Ray Bradbury on the “golden elixir” of his childhood (originally published in 1953):
Half a century ago, Ray Bradbury wrote about the golden elixir of his childhood. That story continues to travel around the world.Little did I know, as the old saying goes, that when publishing my “Dandelion Wine” story in gourmet in 1953 I was starting a novel.
The history of my books is most strange. My stories, essays, and poems suddenly grow full and tall.
The Martian Chronicles, for example, born in 1944 as a collection of stories, along the way civilized an entire planet.
Similarly Green Shadows, White Whale. My life in Ireland, written as poems and plays, finally became a novel about John Huston and Moby Dick.
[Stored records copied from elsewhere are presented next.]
PR #171, opened 2015-01-15
xfr: Transfer.Out use a new Msg every time

StalkR:
I thought about your comment, indeed there seems to be a simpler fix. I don't know if that's what you had in mind, but it solves the issue I observed.

### DIFF
--- a/xfr.go
+++ b/xfr.go
@@ -160,12 +160,11 @@ func (t *Transfer) inIxfr(id uint16, c chan *Envelope) {
 // The server is responsible for sending the correct sequence of RRs through the
 // channel ch.
 func (t *Transfer) Out(w ResponseWriter, q *Msg, ch chan *Envelope) error {
-	r := new(Msg)
-	// Compress?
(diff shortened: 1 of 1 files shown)


xfr.go
```diff
@@ -160,20 +160,18 @@ func (t *Transfer) inIxfr(id uint16, c chan *Envelope) {
 // The server is responsible for sending the correct sequence of RRs through the
 // channel ch.
 func (t *Transfer) Out(w ResponseWriter, q *Msg, ch chan *Envelope) error {
-	r := new(Msg)
-	// Compress?
-	r.SetReply(q)
-	r.Authoritative = true
-
+	w.TsigTimersOnly(true)
```
miekg: This needs to happen after the first set the RRs have been written, because only then they become used. (have to reread the spec and actually test for it with tsig to see if I'm right here). Just keep it where is was.

StalkR:
Done, I left it where it was.

PR #172, opened 2015-01-15
minor clean ups: use time.Second instead of 1e9

StalkR:
Also do not reference `ns` in comments: it is an implementation detail of `time.Duration`, users should use time constants (`time.Nanosecond`, `time.Microsecond`, `time.Millisecond`, `time.Second`, etc.)

Just aesthetic :)

### DIFF
--- a/client.go
+++ b/client.go
@@ -9,7 +9,7 @@ import (
 	"time"
 )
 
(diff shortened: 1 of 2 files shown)


miekg:
agreed

PR #173, opened 2015-01-23
PrivateKey refactor

FiloSottile:
This is a pretty big one. What we want is to make signatures with your library, but now necessarily passing a private key, just a signing function.

How I tentatively implemented that is by making PrivateKey the following interface 

```go
type PrivateKey interface {
	Sign(hashed []byte, alg uint8) ([]byte, error)
	String(alg uint8) string
}
```

The usual {rsa|dsa|ecdsa}.PrivateKey are now wrapped in a PrivateKey, and Sign and String are implemented for them. But if you want to define your own PrivateKey that uses for example PKCS#11 for Sign, you can and then use it with RRSIG.Sign().

What I like of this is that it moves the signing and exporting code and switches out of the logic.

I should not be breaking any interface, and all code that did not inspect PrivateKey should keep working.

I also fixed a couple critical bugs in RSA key export.


miekg:
Looks good. I will go over it in some more detail.

Good you split of the moves from keygen.go -> dnssec_keygen.go and friends in a separate PR?

FiloSottile:
Just split the PR into two commits, the first is a minimized diff for review: https://github.com/FiloSottile/dns/commit/e9faa971b320961a208a7ab53c7805d4f280f809

The second is strictly code moved from place to place.

The resulting changeset is the same.

PR #179, opened 2015-02-05
Used shared backing array for Msg.Copy

DanielMorsing:
If you have a system with large amounts of copies, these slice
allocations start stacking up. Use a shared slice and then subslice
them with a cap limit so that append works properly.

Also, add a benchmark and test for Msg.Copy

Benchcmp:
benchmark         old ns/op     new ns/op     delta
BenchmarkCopy     1880          1672          -11.06%

benchmark         old allocs     new allocs     delta
BenchmarkCopy     13             11             -15.38%

benchmark         old bytes     new bytes     delta
BenchmarkCopy     528           528           +0.00%

### DIFF
--- a/dns_test.go
+++ b/dns_test.go
@@ -510,6 +510,48 @@ func TestCopy(t *testing.T) {
 	}
 }
 
+func TestMsgCopy(t *testing.T) {
+	m := new(Msg)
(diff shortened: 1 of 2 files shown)


miekg:
Thanks!

PR #186, opened 2015-02-24
Convert tests from being t.Log(..) then t.Fail() to just t.Error(...)

michaelharo:
Convert tests from being t.Log(..) then t.Fail() to just t.Error(...) as t.Error(...) does both and makes it more clear which messages are errors vs information log messages.

### DIFF
--- a/client_test.go
+++ b/client_test.go
@@ -21,24 +21,20 @@ func TestClientSync(t *testing.T) {
 	c := new(Client)
 	r, _, e := c.Exchange(m, addrstr)
 	if e != nil {
-		t.Logf("failed to exchange: %s", e.Error())
-		t.Fail()
+		t.Errorf("failed to exchange: %s", e.Error())
 	}
 	if r != nil && r.Rcode != RcodeSuccess {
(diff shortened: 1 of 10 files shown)


client_test.go
```diff
@@ -21,24 +21,20 @@ func TestClientSync(t *testing.T) {
...
-		t.Logf("failed to exchange: %s", e.Error())
-		t.Fail()
+		t.Errorf("failed to exchange: %s", e.Error())
 	}
 	if r != nil && r.Rcode != RcodeSuccess {
-		t.Log("failed to get an valid answer")
-		t.Fail()
-		t.Logf("%v\n", r)
+		t.Error("failed to get an valid answer")
+		t.Errorf("%v\n", r)
```
miekg: Should this not just be on `Errorf` instead of an `Error` *and* `Errorf`?

michaelharo: There are a lot of cases where log lines could be combined or restructured.  I opted to leave that out of scope for this round of changes.

miekg:
Ack.

Issue #180, opened 2015-02-06
TSig check on second DNS message fails (TCP)


flebarbe:
I'm issuing an IXFR query using the lib and a TCP connection.
In my case, the server answers with several DNS messages (about 5000 RR total, each DNS message has about 1300 RR). TSigVerify returns ok on the first DNS message. Starting with the second DNS message, it fails because the received MAC and the computed one do not match.

This is implemented in tsig.go.
I had a look at RFC 2845 and the related section "4.4. TSIG on TCP connection".
Looking at the code, I'm not sure the correct elements are included in the byte stream that is hashed. Has anyone ever had success with this ?

miekg:
There could be bugs lurking here... Yes. Can I publicly AXFR from your
server to test?

miekg:
Ah, IXFR and TCP...Hmmm.

flebarbe:
The server is public, but the key I use is not. :)

andrewtj:
Had a quick look at this. Changing `(t *Transfer) ReadMsg()` to update `t.tsigRequestMAC` with `ts.MAC` following the call to `TsigVerify` allows a successful multi-envelope AXFR from a BIND test install. I'd need to revisit the RFC and find out what the behaviour of servers in the wild is before calling this a fix though as if memory serves a TSIG on every envelope isn't required (just first and last) with intermediary ones optionally being concatenated.

miekg:
Cool.

tsig is required on each envelop except that you only check the running MAC, i.e. not the full message (AFAIK)

miekg:
Can this be closed now?

flebarbe:
yes.

PR #187, opened 2015-02-24
Fix TSig check on second DNS message (TCP) #180

flebarbe:
The next chunk needs to use the previous MAC
Using this fix, I can successfully verify the signatures of not
only the first but the subsequent envelopes as well.

Patch was proposed by andrewtj in a comment. Kudos !


miekg:
Awesome! :-)

PR #190, opened 2015-02-26
More test clean up

michaelharo:
Remove trailing \n from t.Log and t.Error messages as it's unnecessary.

In some instances, combine multiple t.Error()s into one

To provide more consistency across the tests, rename e to err and use %v as the format arg for errors.

Replace Logf and Errorf with Log and Error when it made sense.  For example t.Errorf("%v", err) to t.Error(err)

Run gofmt -s over the code to simplify it.


miekg:
Could you fixed the go1.3 compile failure?

The gofmt -s makes sense, but could you separate those out in another PR?

michaelharo:
gofmt changes reverted

PR #193, opened 2015-03-17
RRSIG.Sign: remove duplicate before signing records as per RFC

FiloSottile:
Signatures computed on duplicate records are actually considered BOGUS.


FiloSottile:
Ah, to address your concerns regarding letting people who don't like beer commit ;)

image

miekg:
That's *holding* a beer. But fair enough: merged.

DanielMorsing:
I can confirm that the beer was drunk.

DanielMorsing:
but not filippo, it was only one beer.

miekg:
+1 :-)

Dandelion Wine then was a series of word associations about my hometown, remembering how it was to run in a new pair of tennis shoes or to perch on the family porch on those wonderful summer nights when we filled the sky with rockets and fire balloons.
The novel was published in 1957. Since then, I’ve been astounded to receive letters from Sweden, where summer lasts perhaps three or four days, or Kenya, where summer lasts forever. Then, Tokyo. Where is there room for grass anywhere in Tokyo, how in hell could they grow dandelions to make wine?
But every Christmas for 20 years, 40 Japanese students airmail me essays, poems, and novel fragments about Dandelion Wine as a special gift to end the year. Their exquisite writing cracks my heart. How peculiar that my grandfather’s cellar pressings would be a proper vintage for those students halfway round the world.
Along the way the book has shifted locales and costumed itself in stage plays and musicals. Three different composers have written music for the productions that have appeared in Washington, D.C., and Los Angeles.